→ **Task**:
Return each line of the data below that contains the string "NewParserWithOptions".

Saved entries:
● ● ●

PR #228, opened 2020-10-06
Add AVG() aggregate function, allow to add custom via API 

### LINKED ISSUE #227: SQL: add more SQL functions, allow to add custom via API
For now all functions stored in global map, but I think it should be more customizable. 
I think it can be given to the `parser.Parser` type as argument.
https://github.com/genjidb/genji/blob/9da693665fe93d3fcfdffe3312a48712fc40023f/sql/query/expr/function.go#L12-L43

Also it would be great to support by default widely used SQL functions like `avg()`/ `rank()`

tdakkota:
Fixes #227.

### DIFF
--- a/sql/parser/parser.go
+++ b/sql/parser/parser.go
@@ -24,12 +24,16 @@ type Parser struct {
 
 // NewParser returns a new instance of Parser.
 func NewParser(r io.Reader) *Parser {
-	return &Parser{s: scanner.NewBufScanner(r), functions: expr.NewFunctions()}
+	return NewParserWithOptions(r, nil)
 }
 
-func (p *Parser) WithFunctions(functions expr.Functions) *Parser {
-	p.functions = functions
-	return p
+// NewParserWithOptions returns a new instance of Parser using given Options.
+func NewParserWithOptions(r io.Reader, opts *Options) *Parser {
+	if opts == nil {
+		opts = defaultOptions()
+	}
+
+	return &Parser{s: scanner.NewBufScanner(r), functions: opts.Functions}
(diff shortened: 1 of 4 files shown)


sql/parser/parser.go
```diff
@@ -19,11 +19,17 @@ type Parser struct {
...
 }
 
 // NewParser returns a new instance of Parser.
 func NewParser(r io.Reader) *Parser {
-	return &Parser{s: scanner.NewBufScanner(r)}
+	return &Parser{s: scanner.NewBufScanner(r), functions: expr.NewFunctions()}
+}
+
+func (p *Parser) WithFunctions(functions expr.Functions) *Parser {
+	p.functions = functions
```
tie, line 31: I think `WithFunctions` should return a shallow copy.

```go
p2 := *p
p2.functions = functions
return &p2
```

asdine: I think we shouldn't use the `With*` pattern here because as @tie suggested it's better to return shallow copies when doing so, which would force us to duplicate buffers, perhaps reset readers, etc.

What we want is to create a parser with some specific functions. How about we just make the constructor more flexible?

```go
func NewParser(r io.Reader, opts *Options) *Parser {
 ...
}

type Options struct {
  Functions expr.Functions
  // in the future we could add more options here
}
```

`nil` options means using defaults. We are already doing so in other packages

asdine (changes requested):
Thanks @tdakkota ! The functions management is definitely more clean now!

asdine (approved):
👍🏼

● ● ●

→ **Written response**:
+	return NewParserWithOptions(r, nil)
+// NewParserWithOptions returns a new instance of Parser using given Options.
+func NewParserWithOptions(r io.Reader, opts *Options) *Parser {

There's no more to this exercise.